(Dataset items)
------------------------------

PR #930, opened 2024-06-03
Add bank config entity

argaen:
Add new entity for holding online bank configuration. Probably will need to modify in the future as right now the online use case we have is for holding Plaid integration information

### DIFF
--- a/src/book/entities/BankConfig.ts
+++ b/src/book/entities/BankConfig.ts
@@ -1,0 +1,27 @@
+import {
+  Column,
+  Entity,
+  OneToMany,
+} from 'typeorm';
+import {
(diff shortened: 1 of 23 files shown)


src/book/entities/BankConfig.ts
```diff
@@ -0,0 +1,27 @@
...
+import type Account from './Account';
+
+@Entity('bank_config')
+export default class BankConfig extends BaseEntity {
+  @Column({
+    type: 'text',
+    length: 2048,
+  })
+  @IsString()
+    token!: string;
```
argaen, line 20: will contain the access token for the plaid Item

PR #949, opened 2024-06-12
CSS theming with variables

argaen:
Moved dark/light theme to CSS variables so now only one class is needed in Tailwind to give color to components regardless of the theme. This makes it easier in the future to add new themes as only a new set of variables needs to be defined


src/css/globals.css
```diff
@@ -1,8 +1,38 @@
...
+    --foreground: #94a3b8;
+
+    --primary: #0e7490b3;
+
+    --success: #16A34A;
+    --warning: #f97316b3;
+    --danger: #ef4444b3;
+    --info: #06b6d4b3;
+    --misc: #7c3aed;
+  }
```
argaen, line 30: to add a new theme, just add a new `.<name>` class and let the user select the theme with the ThemeButton. This makes it better to improve branding later with a more elaborated palette of colors

tailwind.config.ts
```diff
@@ -24,7 +24,21 @@ const config = {
       sans: ['InterVariable', ...defaultTheme.fontFamily.sans],
     },
     extend: {
+      gridTemplateColumns: {
+        '13': 'repeat(13, minmax(0, 1fr))'
+      },
```
argaen, line 29: Adding this back which got lost in a previous PR and makes some layout to break

PR #957, opened 2024-06-14
Responsive side bar

argaen:
LeftSideBar for mobile is now hidden and shown when the hamburger menu is clicked:

Screenshot 2024-06-14 at 5 20 59 PM

In the future we should improve to do couple of things:

- animation to slide from left to right.
- expand the menu so the text is shown together with the icon rather than just icons.


src/components/ui/Modal.tsx
```diff
@@ -0,0 +1,65 @@
...
+  triggerClassName?: string;
+  showClose?: boolean;
+} & React.PropsWithChildren;
+
+export interface ModalRef {
+  openModal: () => void;
+  closeModal: () => void;
+}
+
+function Modal({
```
argaen, line 16: new generic Modal component that just adds some common functionality we want for our Modal components like a X close button, expose the openModal/closeModal as ref, etc

src/layout/LeftSidebar.tsx
```diff
@@ -1,20 +1,35 @@
...
+          triggerContent={<BiMenu className="text-2xl" />}
+        >
+          <div className="pt-5">
+            <Menu />
+          </div>
+        </Modal>
+      </div>
 
-      <Menu />
+      <div className="hidden md:inline-block fixed bg-background-700 left-0 text-center h-screen pt-20 w-20 pb-5 z-10">
```
argaen, line 24: This is the desktop side bar which is hidden by default

src/layout/Menu.tsx
```diff
@@ -79,17 +79,17 @@ export default function DashboardMenu(): JSX.Element {
 function MenuItem({ item, className }: MenuItemProps): JSX.Element {
   return (
     <li
-      className="group h-12 text-slate-400 hover:bg-cyan-700 hover:text-white hover:w-64 hover:rounded-r-sm"
+      className="group h-12 text-slate-400 lg:hover:bg-cyan-700 lg:hover:text-white lg:hover:w-64 lg:hover:rounded-r-sm"
```
argaen, line 82: Don't show text on hover on small screens as it's weird. We should instead just show the whole text expanded

PR #1100, opened 2024-12-23
Fix delete button logic

### LINKED ISSUE #958: Don't let parent accounts with children to be deleted
Currently the delete button is being shown for parent accounts that have children. The action of deleting is failing with `FOREIGN KEY constraint failed` but this shouldn't even be shown.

------------------------------

Count the lines above in which the string "slate" occurs, and write the number with no other text.

OUTPUT BELOW:
2